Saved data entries
^^^^
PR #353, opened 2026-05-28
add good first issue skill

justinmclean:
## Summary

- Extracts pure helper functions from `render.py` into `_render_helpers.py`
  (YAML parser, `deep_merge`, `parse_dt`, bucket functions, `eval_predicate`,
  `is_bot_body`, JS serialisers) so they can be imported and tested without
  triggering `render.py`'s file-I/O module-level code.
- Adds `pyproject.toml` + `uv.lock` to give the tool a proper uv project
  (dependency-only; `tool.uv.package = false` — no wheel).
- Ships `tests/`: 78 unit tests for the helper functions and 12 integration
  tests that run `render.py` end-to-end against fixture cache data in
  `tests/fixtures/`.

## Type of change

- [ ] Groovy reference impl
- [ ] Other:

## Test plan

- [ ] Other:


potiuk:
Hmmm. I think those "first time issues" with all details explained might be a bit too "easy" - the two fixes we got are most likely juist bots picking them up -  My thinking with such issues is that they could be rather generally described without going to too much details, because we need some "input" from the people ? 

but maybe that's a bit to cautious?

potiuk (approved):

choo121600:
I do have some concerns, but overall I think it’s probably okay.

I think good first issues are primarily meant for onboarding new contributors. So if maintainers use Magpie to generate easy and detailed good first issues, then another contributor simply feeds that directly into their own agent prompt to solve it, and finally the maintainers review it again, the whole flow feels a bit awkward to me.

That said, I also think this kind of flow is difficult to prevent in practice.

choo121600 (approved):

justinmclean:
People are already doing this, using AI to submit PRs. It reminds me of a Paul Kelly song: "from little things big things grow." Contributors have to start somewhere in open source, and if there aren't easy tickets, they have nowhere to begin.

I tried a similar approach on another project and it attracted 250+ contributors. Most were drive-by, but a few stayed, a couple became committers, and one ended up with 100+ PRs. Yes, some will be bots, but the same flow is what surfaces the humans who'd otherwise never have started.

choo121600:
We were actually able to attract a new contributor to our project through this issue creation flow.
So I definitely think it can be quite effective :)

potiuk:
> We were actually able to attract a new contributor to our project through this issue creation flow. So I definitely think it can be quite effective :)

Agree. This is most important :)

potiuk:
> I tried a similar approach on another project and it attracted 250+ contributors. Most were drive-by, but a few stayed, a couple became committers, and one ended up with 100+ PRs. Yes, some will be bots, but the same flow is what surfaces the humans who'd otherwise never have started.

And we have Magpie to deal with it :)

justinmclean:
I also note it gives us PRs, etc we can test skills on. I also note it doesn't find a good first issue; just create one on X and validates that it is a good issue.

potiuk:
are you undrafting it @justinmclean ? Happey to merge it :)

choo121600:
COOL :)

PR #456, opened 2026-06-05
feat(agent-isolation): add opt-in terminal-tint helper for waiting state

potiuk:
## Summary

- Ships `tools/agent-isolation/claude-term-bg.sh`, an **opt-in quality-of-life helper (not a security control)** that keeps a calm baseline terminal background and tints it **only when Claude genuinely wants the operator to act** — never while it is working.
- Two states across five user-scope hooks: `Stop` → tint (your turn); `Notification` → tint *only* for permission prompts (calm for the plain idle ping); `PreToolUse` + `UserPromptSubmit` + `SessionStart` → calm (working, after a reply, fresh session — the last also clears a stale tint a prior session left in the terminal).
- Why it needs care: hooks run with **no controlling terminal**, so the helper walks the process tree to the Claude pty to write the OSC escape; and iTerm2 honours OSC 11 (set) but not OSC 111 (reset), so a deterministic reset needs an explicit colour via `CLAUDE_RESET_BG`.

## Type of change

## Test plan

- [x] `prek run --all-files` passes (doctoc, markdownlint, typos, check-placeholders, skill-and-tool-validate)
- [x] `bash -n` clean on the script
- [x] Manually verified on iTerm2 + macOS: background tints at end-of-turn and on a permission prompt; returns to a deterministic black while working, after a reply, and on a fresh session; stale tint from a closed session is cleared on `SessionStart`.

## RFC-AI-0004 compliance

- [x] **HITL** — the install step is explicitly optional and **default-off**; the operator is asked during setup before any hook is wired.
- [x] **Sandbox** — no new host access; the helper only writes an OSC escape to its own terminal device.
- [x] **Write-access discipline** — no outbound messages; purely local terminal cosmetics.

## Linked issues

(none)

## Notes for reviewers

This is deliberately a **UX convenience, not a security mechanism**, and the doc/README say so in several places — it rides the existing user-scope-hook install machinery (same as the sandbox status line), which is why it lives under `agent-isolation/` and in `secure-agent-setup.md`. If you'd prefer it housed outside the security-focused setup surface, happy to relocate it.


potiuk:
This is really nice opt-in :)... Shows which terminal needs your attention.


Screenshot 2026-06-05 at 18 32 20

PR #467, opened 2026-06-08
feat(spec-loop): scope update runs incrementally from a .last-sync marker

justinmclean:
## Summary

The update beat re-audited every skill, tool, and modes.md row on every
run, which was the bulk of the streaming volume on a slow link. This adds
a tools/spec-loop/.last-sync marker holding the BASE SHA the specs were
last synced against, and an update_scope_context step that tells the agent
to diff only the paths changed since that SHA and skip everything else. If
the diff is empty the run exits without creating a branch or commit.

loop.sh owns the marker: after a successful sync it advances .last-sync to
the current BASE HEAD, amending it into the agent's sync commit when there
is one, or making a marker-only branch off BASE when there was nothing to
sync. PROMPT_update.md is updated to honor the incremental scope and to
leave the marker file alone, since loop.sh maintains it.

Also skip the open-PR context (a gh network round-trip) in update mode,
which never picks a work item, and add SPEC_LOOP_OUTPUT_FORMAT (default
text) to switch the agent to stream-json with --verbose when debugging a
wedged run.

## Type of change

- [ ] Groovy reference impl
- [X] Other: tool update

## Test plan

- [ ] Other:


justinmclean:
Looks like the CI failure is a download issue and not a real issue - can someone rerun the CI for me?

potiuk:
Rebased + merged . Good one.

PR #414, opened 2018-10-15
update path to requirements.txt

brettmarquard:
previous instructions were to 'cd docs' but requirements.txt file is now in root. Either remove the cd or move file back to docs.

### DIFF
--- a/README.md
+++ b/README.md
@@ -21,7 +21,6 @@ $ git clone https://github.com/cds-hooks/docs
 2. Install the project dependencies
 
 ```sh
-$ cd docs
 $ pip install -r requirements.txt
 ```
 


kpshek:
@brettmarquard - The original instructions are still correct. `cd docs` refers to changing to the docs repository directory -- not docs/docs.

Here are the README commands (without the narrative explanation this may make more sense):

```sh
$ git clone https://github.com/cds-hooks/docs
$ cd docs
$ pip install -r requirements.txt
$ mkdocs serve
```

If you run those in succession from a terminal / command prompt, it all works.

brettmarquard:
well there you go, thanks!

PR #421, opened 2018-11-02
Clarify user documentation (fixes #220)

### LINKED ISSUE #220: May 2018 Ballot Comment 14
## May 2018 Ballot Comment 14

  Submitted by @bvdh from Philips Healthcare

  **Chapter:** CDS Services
^^^^
> [Required action]
Each of the records should be written out again, exactly as it reads.

> [The completed task]
PR #353, opened 2026-05-28
add good first issue skill

justinmclean:
## Summary

- Extracts pure helper functions from `render.py` into `_render_helpers.py`
  (YAML parser, `deep_merge`, `parse_dt`, bucket functions, `eval_predicate`,
  `is_bot_body`, JS serialisers) so they can be imported and tested without
  triggering `render.py`'s file-I/O module-level code.
- Adds `pyproject.toml` + `uv.lock` to give the tool a proper uv project
  (dependency-only; `tool.uv.package = false` — no wheel).
- Ships `tests/`: 78 unit tests for the helper functions and 12 integration
  tests that run `render.py` end-to-end against fixture cache data in
  `tests/fixtures/`.

## Type of change

- [ ] Groovy reference impl
- [ ] Other:

## Test plan

- [ ] Other:


potiuk:
Hmmm. I think those "first time issues" with all details explained might be a bit too "easy" - the two fixes we got are most likely juist bots picking them up -  My thinking with such issues is that they could be rather generally described without going to too much details, because we need some "input" from the people ? 

but maybe that's a bit to cautious?

potiuk (approved):

choo121600:
I do have some concerns, but overall I think it’s probably okay.

I think good first issues are primarily meant for onboarding new contributors. So if maintainers use Magpie to generate easy and detailed good first issues, then another contributor simply feeds that directly into their own agent prompt to solve it, and finally the maintainers review it again, the whole flow feels a bit awkward to me.

That said, I also think this kind of flow is difficult to prevent in practice.

choo121600 (approved):

justinmclean:
People are already doing this, using AI to submit PRs. It reminds me of a Paul Kelly song: "from little things big things grow." Contributors have to start somewhere in open source, and if there aren't easy tickets, they have nowhere to begin.

I tried a similar approach on another project and it attracted 250+ contributors. Most were drive-by, but a few stayed, a couple became committers, and one ended up with 100+ PRs. Yes, some will be bots, but the same flow is what surfaces the humans who'd otherwise never have started.

choo121600:
We were actually able to attract a new contributor to our project through this issue creation flow.
So I definitely think it can be quite effective :)

potiuk:
> We were actually able to attract a new contributor to our project through this issue creation flow. So I definitely think it can be quite effective :)

Agree. This is most important :)

potiuk:
> I tried a similar approach on another project and it attracted 250+ contributors. Most were drive-by, but a few stayed, a couple became committers, and one ended up with 100+ PRs. Yes, some will be bots, but the same flow is what surfaces the humans who'd otherwise never have started.

And we have Magpie to deal with it :)

justinmclean:
I also note it gives us PRs, etc we can test skills on. I also note it doesn't find a good first issue; just create one on X and validates that it is a good issue.

potiuk:
are you undrafting it @justinmclean ? Happey to merge it :)

choo121600:
COOL :)

PR #456, opened 2026-06-05
feat(agent-isolation): add opt-in terminal-tint helper for waiting state

potiuk:
## Summary

- Ships `tools/agent-isolation/claude-term-bg.sh`, an **opt-in quality-of-life helper (not a security control)** that keeps a calm baseline terminal background and tints it **only when Claude genuinely wants the operator to act** — never while it is working.
- Two states across five user-scope hooks: `Stop` → tint (your turn); `Notification` → tint *only* for permission prompts (calm for the plain idle ping); `PreToolUse` + `UserPromptSubmit` + `SessionStart` → calm (working, after a reply, fresh session — the last also clears a stale tint a prior session left in the terminal).
- Why it needs care: hooks run with **no controlling terminal**, so the helper walks the process tree to the Claude pty to write the OSC escape; and iTerm2 honours OSC 11 (set) but not OSC 111 (reset), so a deterministic reset needs an explicit colour via `CLAUDE_RESET_BG`.

## Type of change

## Test plan

- [x] `prek run --all-files` passes (doctoc, markdownlint, typos, check-placeholders, skill-and-tool-validate)
- [x] `bash -n` clean on the script
- [x] Manually verified on iTerm2 + macOS: background tints at end-of-turn and on a permission prompt; returns to a deterministic black while working, after a reply, and on a fresh session; stale tint from a closed session is cleared on `SessionStart`.

## RFC-AI-0004 compliance

- [x] **HITL** — the install step is explicitly optional and **default-off**; the operator is asked during setup before any hook is wired.
- [x] **Sandbox** — no new host access; the helper only writes an OSC escape to its own terminal device.
- [x] **Write-access discipline** — no outbound messages; purely local terminal cosmetics.

## Linked issues

(none)

## Notes for reviewers

This is deliberately a **UX convenience, not a security mechanism**, and the doc/README say so in several places — it rides the existing user-scope-hook install machinery (same as the sandbox status line), which is why it lives under `agent-isolation/` and in `secure-agent-setup.md`. If you'd prefer it housed outside the security-focused setup surface, happy to relocate it.


potiuk:
This is really nice opt-in :)... Shows which terminal needs your attention.


Screenshot 2026-06-05 at 18 32 20

PR #467, opened 2026-06-08
feat(spec-loop): scope update runs incrementally from a .last-sync marker

justinmclean:
## Summary

The update beat re-audited every skill, tool, and modes.md row on every
run, which was the bulk of the streaming volume on a slow link. This adds
a tools/spec-loop/.last-sync marker holding the BASE SHA the specs were
last synced against, and an update_scope_context step that tells the agent
to diff only the paths changed since that SHA and skip everything else. If
the diff is empty the run exits without creating a branch or commit.

loop.sh owns the marker: after a successful sync it advances .last-sync to
the current BASE HEAD, amending it into the agent's sync commit when there
is one, or making a marker-only branch off BASE when there was nothing to
sync. PROMPT_update.md is updated to honor the incremental scope and to
leave the marker file alone, since loop.sh maintains it.

Also skip the open-PR context (a gh network round-trip) in update mode,
which never picks a work item, and add SPEC_LOOP_OUTPUT_FORMAT (default
text) to switch the agent to stream-json with --verbose when debugging a
wedged run.

## Type of change

- [ ] Groovy reference impl
- [X] Other: tool update

## Test plan

- [ ] Other:


justinmclean:
Looks like the CI failure is a download issue and not a real issue - can someone rerun the CI for me?

potiuk:
Rebased + merged . Good one.

PR #414, opened 2018-10-15
update path to requirements.txt

brettmarquard:
previous instructions were to 'cd docs' but requirements.txt file is now in root. Either remove the cd or move file back to docs.

### DIFF
--- a/README.md
+++ b/README.md
@@ -21,7 +21,6 @@ $ git clone https://github.com/cds-hooks/docs
 2. Install the project dependencies
 
 ```sh
-$ cd docs
 $ pip install -r requirements.txt
 ```
 


kpshek:
@brettmarquard - The original instructions are still correct. `cd docs` refers to changing to the docs repository directory -- not docs/docs.

Here are the README commands (without the narrative explanation this may make more sense):

```sh
$ git clone https://github.com/cds-hooks/docs
$ cd docs
$ pip install -r requirements.txt
$ mkdocs serve
```

If you run those in succession from a terminal / command prompt, it all works.

brettmarquard:
well there you go, thanks!

PR #421, opened 2018-11-02
Clarify user documentation (fixes #220)

### LINKED ISSUE #220: May 2018 Ballot Comment 14
## May 2018 Ballot Comment 14

  Submitted by @bvdh from Philips Healthcare

  **Chapter:** CDS Services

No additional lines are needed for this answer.